What tools would we provide to allow users to launch their own docker images/clusters?:

• We intend to build two new operators for dealing with internal docker images and kubernetes pods. A KubernetesOperator and a HelmOperator. Using the KubernetesOperator the user will either point to a yaml file in the $AIRFLOW_HOME/yaml folder. While we believe this capability should be placed into a separate parallel PR (since it is a different feature), merging the KubernetesExecutor will be a powerful first step towards making kubernetes a first class citizen in airflow.

How will the scheduler parse DAGs that have external dependencies (i.e. DAGS that require third party imports)? Currently our plan is to restrict dependencies.

• We agree that complexity should be kept away from the actual DAG creation/parsing. For further complexity, users will be able to use the KubernetesOperator to customize within their own sandboxes. Using unknown add-ons could also have an adverse affect on airflow stability and security.

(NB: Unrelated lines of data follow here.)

PR #447, opened 2020-08-03
Style: use lowercase names for P2P message types

jnewbery:


jnewbery:
@harding

harding:
ACK.  Thanks!

PR #1661, opened 2024-05-15
Newsletter-21: translate into Chinese

bittomhan:
Actions:

1. Updated the link comment in issue #6, changing "C-lightning" to "Core Lightning" instead of "c-lightning."
2. Fixed a link error in issue #19 that affected issue #21, and modified the workflow to avoid such situations in the future.
3. Added the translation for issue #21.


bitschmidty (approved):
ACK

Checked news21 zh formatting and links

PR #1663, opened 2024-05-15
Newsletter-24: translate into Chinese

bittomhan:
Based on # 23


bitschmidty (approved):
ACK, thank you @bittomhan

PR #1670, opened 2024-05-16
Newsletter-30: translate into Chinese

bittomhan:


bittomhan:
The original text here contains a "[and]" but there is no link as a comment afterwards. I removed the space in the translated Chinese.

`make preview` checked

bitschmidty (approved):
ACK thank you @bittomhan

If we want to use Kubernetes properly, then there won't be special resources on the hosts that are shared (e.g. can run airflow alongside other types of kubernetes pods). The problem with this is the whole DAG folder needs to be fetched on every worker which could cause a lot of load and increase task latency time.

• With this set up, each worker only retrieves/parses the parent DAG its assigned task. This would minimize the network overhead to maintain the system.

Docker image deployment/rollbacks (e.g. if upgrading your airflow docker image, how to handle long-running tasks, wait for them to finish/time them out and then restart them using the new docker image? Airflow would need to support retries that don't count as failures in this case)

• Users could handle new roll-outs by implementing a separate airflow pod, setting all not-currently-running jobs to only run on the replacement pod, and destroying the old deployment when all jobs are finished running.

Task logging, right now logs are stored locally/in s3 but can't fetch local logs from kubernetes (our intern is working on making this better)

• AirBnb currently has an airflow team-member working on ELK integration for airflow-kubernetes.

If an airflow worker fails it might be useful to keep the kubernetes worker reserved and preserved in it's same state for debugging purposes

• Kubernetes pods can retain state and logs, and we can use etcd to preserve some additional state as well (through a CRD in future).  

Other interesting points:
The Airflow Kubernetes executor should try to respect the resources that are set in tasks for
  scheduling when hitting the kubernetes API

Future work

Spark-On-K8s integration:

Teams at Google, Palantir, and many others are currently nearing release for a beta for spark that would run natively on kubernetes. This application would allow users to submit spark-submit commands to a resource manager that can dynamically spawn spark clusters for data processing. A seperate spark-on-k8s hook can be developed to sit within the SparkSubmitOperator depending on user configurations.